Progress | Centre-left Labour politics

Respect the man date

Labour remains a long way from power nationally but next year should hopefully bring a group of new city leaders. What a shame, then, that each one will be male.
For a long time Labour has preached more than practised the idea of equality in who it selects to represent the party. This columnist shares very little of Diane Abbott’s politics, but for what reason did she not beat Sadiq Khan for the London mayoral nomination last summer? Fellow member of parliament Luciana Berger finished third in Liverpool, which at least is one step further than in Manchester and the West Midlands where all the shortlisted candidates for the nomination were male.
Labour’s divisions make it more likely that this embarrassing run will continue. Both Berger and Angela Eagle, who pulled out of the leadership race in favour of Smith, have been put under pressure for ‘splitting the moderate vote’ in their contests. It is surely just a coincidence that they are told to get out of the way of a man.
The current leadership team seems unlikely to change things, with Corbyn commenting that it really had nothing to do with him. How sad that it needs saying, but the winner of this month’s leadership election must make improved representation for women an immediate priority.
Since the mayoral nominations mean there will be at least two parliamentary vacancies on the horizon, a good start would be to make the upcoming selections all-women shortlists. There are enough talented women Labour MPs who have been constantly overlooked for shadow cabinet positions, too, which should be gender balanced.
Otherwise Labour risks exposing itself to the (correct) criticism of brilliant MP Jess Phillips who, after the mayoral results, tweeted: ‘All the mayors can go on an actual man date now. We can serve the tea’.
Labour’s braindrain
Another summer, another slew of reasons to consider setting up a support network for Labour party staff.
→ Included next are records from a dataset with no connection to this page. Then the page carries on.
PR #1542, opened 2025-01-31
[Adapter] - Making validation errors more visible

marcus-oscarsson:
Improved logging for adapter validation errors

### DIFF
--- a/mxcubeweb/core/adapter/beamline_adapter.py
+++ b/mxcubeweb/core/adapter/beamline_adapter.py
@@ -1,6 +1,8 @@
 # -*- coding: utf-8 -*-
 import logging
 
+import pydantic
+
 BEAMLINE_ADAPTER = None
 
 # Singleton like interface is needed to keep the same reference to the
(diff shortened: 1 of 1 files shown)


mxcubeweb/core/adapter/beamline_adapter.py
```diff
@@ -67,7 +69,12 @@ def dict(self):
         attributes = {}
 
         for attr_name in self.app.mxcubecore.adapter_dict:
-            _d = self.app.mxcubecore.get_adapter(attr_name).dict()
+            try:
+                _d = self.app.mxcubecore.get_adapter(attr_name).dict()
+            except pydantic.ValidationError:
+                logging.getLogger("MX3.HWR").error(f"Incorrect values in {attr_name}")
+                logging.getLogger("MX3.HWR").exception("")
```
walesch-yan, line 76: Why would we need two function calls in this case? Would `logging.getLogger("MX3.HWR").exception(f"Incorrect values in {attr_name}")` not be sufficient as `.exception()` already logs on ERROR level (with the addition of the exception info)?

marcus-oscarsson: Sometimes I like two different log entries. In this way its a bit more clear what the "user friendly" message is so that the message is not "lost" in the stack trace. But you are right that it does not make a big difference. Its simply an extra line of log.

walesch-yan: I see your point, indeed this can make the logs more readable :)

walesch-yan (approved):
Seems fine to me

PR #1535, opened 2025-01-31
Removing unused templates folder and update package.json

walesch-yan:
This PR removes the unused templates folder. The folder contained the only references to the `dustjs` related dependencies in the codebase, as such the PR removes them from `package.json` as well.

PR #1543, opened 2025-02-04
Update package.json dependencies

walesch-yan:
This PR updates some of the dependencies in `package.json`, due to possible vulnerabilities, update includes:

- `fabric` (could not update to version 6.\*, due to usage of removed functionalities, which are already deprecated in 5.\*) 
- `socket.io-client`
- `wait-on`
- removal of unused `isomorphic-fetch`

### DIFF
--- a/ui/package.json
+++ b/ui/package.json
@@ -73,7 +73,7 @@
     "prop-types": "15.8.1",
     "vite": "5.4.12",
     "vite-plugin-eslint": "1.8.1",
-    "wait-on": "7.0.1"
+    "wait-on": "8.0.2"
   },
   "browserslist": {
     "production": [
--- a/ui/package.json
+++ b/ui/package.json
@@ -29,7 +29,6 @@
     "dygraphs": "^2.0.0",
     "fabric": "5.5.1",
     "immutability-helper": "^3.0.2",
-    "isomorphic-fetch": "^2.2.0",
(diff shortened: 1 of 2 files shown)


ui/package.json
```diff
@@ -27,9 +27,8 @@
     "bootstrap": "5.2.3",
     "classnames": "^2.3.1",
     "dygraphs": "^2.0.0",
-    "fabric": "5.3.0",
+    "fabric": "5.5.1",
     "immutability-helper": "^3.0.2",
-    "isomorphic-fetch": "^2.2.0",
```
axelboc, line 32: This is supposedly used in a couple of files:

image

but I'm not sure what these files are, so I'll let others chime in :grin: .

fabcor-maxiv: The templates were removed in <https://github.com/mxcube/mxcubeweb/pull/1535>, no?

walesch-yan: Yes they have been removed in #1535. Actually I missed to remove the dependency in the previous PR as it seems

walesch-yan: I cannot exactly tell what the initial purpose of these files was, but no content of the templates folder was ever used in the code

axelboc: Oh fantastic!

axelboc (approved):

PR #1546, opened 2025-02-11
Clean up UserMessage component

jbflo:
The Idea was to remove the deprecated " this.ref  ",
but ending  clean up a bit more the component.
- Remove old code related to overlay that are no longer use 
- Transform to functional component and css to .module.css
- Make queue-messages-title sticky and only scroll log message


ui/src/components/Notify/UserMessage.jsx
```diff
@@ -78,27 +21,17 @@ export default class UserMessage extends React.Component {
...
-        }}
-      >
-        {messages}
-      </div>
-    );
+    return msg;
   }
+  return (
+    <div id="usermessages" className={styles.messageBody}>
+      {renderMessages()}
```
axelboc, line 34: I'd recommend removing `render<Something>` functions altogether. It used to be popular in monolithic class-based components as a way to keep the `render` function under control, but it was a bit of a code smell even back then.

- First guideline: inline first, abstract later — inline all the JSX and then see what you get before deciding what to abstract/extract/compose/... You'll probably find that inlining `map` loops is actually more readable and less misdirecting than to return JSX arrays from `render<Something>` functions.
- Second guideline: with few exceptions, if a function returns JSX, it's a React component and it needs to be in its own file. This pretty much forbids `render<Something>` closures and methods altogether and highlights that the best way to remove complexity from a long JSX statement is to think more in React (components, composition, etc.)

ui/src/components/Notify/UserMessage.module.css
```diff
@@ -0,0 +1,42 @@
...
+}
+
+.message {
+  position: relative;
+  padding: 0.4em;
+  border-color: #333;
+  opacity: 1;
+}
+
+.INFO {
```
axelboc, line 17: I would use a `data-` attribute for this - e.g. `data-level="INFO"` and then:

```css
.message[data-level="INFO"] {...}
```

It should simplify the JS logic as well.

ui/src/components/Notify/UserMessage.module.css
```diff
@@ -0,0 +1,42 @@
...
+  border-top: 5px solid #d9534f;
+  background-color: rgba(217, 83, 79, 0.8);
+}
+
+.DEBUG {
+  border-top: 5px solid #d9534f;
+  background-color: rgba(217, 83, 79, 0.8);
+}
+
+.messageText {
```
axelboc, line 38: Your classes are namespaced so, technically, nothing forces you to repeat the `message` prefix. `.text` would work fine.

ui/src/components/Notify/UserMessage.module.css
```diff
@@ -0,0 +1,42 @@
+.messageBody {
```
axelboc, line 1: Maybe `.container` or `.root` or `.messages`?

ui/src/components/SampleQueue/app.css
```diff
@@ -167,6 +167,11 @@
   border-bottom: 1px solid #ddd;
   padding: 0.5rem 1rem;
 }
+.queue-messages-body {
+  height: 75%;
```
axelboc, line 171: Might be cleaner to size this element with flexbox? i.e. `display: flex` and `flex-direction: column` on the parent, and then `flex: 1` on this element so it fills up the available vertical space.

axelboc (commented):
Thanks that's awsome! I see Marcus didn't wait any time to merge, but here are some comments anyway, in case you're up for making a follow-up PR.

marcus-oscarsson:
Thanks @axelboc, yes I was maybe a bit fast this time ;). @jbflo Feel free to follow up with the suggestions from @axelboc

ui/src/components/Notify/UserMessage.module.css
jbflo: This file has been renamed.  not forces at all :innocent: . 
even odd the className could look like, don't care that much  :rofl:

Most are suffering from recurring nightmares revolving around the phrases ‘validation’, ‘registered supporters’ and ‘please make this end’.
On top of the extra work a second summer of leadership electioneering handed them, they are being subjected to another season of the hard left’s cowardly briefings that they are all going to be sacked and replaced with ‘loyalists’.

And then there are those who recently worked as advisers to the now-departed frontbenchers of the ‘make it work’ variety. A combination of anger and sorrow has meant that a number are now working on Owen Smith’s campaign. It is no coincidence that Smith is able to constantly outdo Jeremy Corbyn on policy announcements, with a team led by the formidable leader’s office member Neale Coleman.
Where they go after that is anyone’s guess but after a general election defeat and the continued stubbornness of a leader who does not appear to believe in opposition, the number of expert policy wonks and media handlers in Labour’s ranks has been seriously depleted.
One frontbench mainstay of the Corbyn era, for instance, has found it so difficult to keep hold of staff that their assistants have so far lasted an average of two and half months before moving on.
Meanwhile, there are a number of vacancies being advertised at the Conservative Research Department. Given the track record of the unit’s graduates – including David Cameron and George Osborne – there is a fair chance that one of this summer’s new recruits will reach the cabinet before a Labour MP does.
Still our people
Your insider only needed five minutes at a constituency Labour party nomination meeting this summer to see Tom Watson’s recent comments about entryism were not unfounded. Those who wish to wave away the evidence by suggesting there are only a small number of Trotskyists seeking to rejoin Labour grossly misunderstand the vanguard tactics of hard-left revolutionaries. In politics, ideas and language that is otherwise unacceptable – like ‘traitor’ or ‘Blairite scum’ – can move from fringe groups to being encouraged by the leadership of a mainstream political party.
It is therefore easy to find parallels with history. When the Social Democratic party was founded, a defecting MP said that he looked around Labour party conference one year and ‘realised they weren’t my people any more’.
But the party is not over just yet and it is still very much full of our people. The new political relationships being formed are fascinating to watch and may yet be the foundation for a more moderate and sensible Labour party.
The GMB’s endorsement of Smith felt important for this reason. Despite the recent National Executive Committee results, Labour’s governing body remains finely balanced and the unions – who relish playing kingmaker, but mostly just want a Labour government – will soon find they can be a stabilising force.
It is partly for this reason that well-thumbed copies of those two essential guides to the 1980s, John Golding’s Hammer of the Left and Dianne Hayter’s Fightback! are being read by moderates over the summer. Regardless of who wins the leadership election, the two books contain not a simple blueprint for today but some much-needed pointers on rebuilding a broad alliance within the party to give hope to the idea of a progressive government.
The frustration that all of Labour’s current ineptitude is totally unnecessary clouds the judgement somewhat, but the most important historical parallels moderates can draw on are not those of splits and defections but those which show that hard work, organisation and loyalty will put Labour back on the path to power.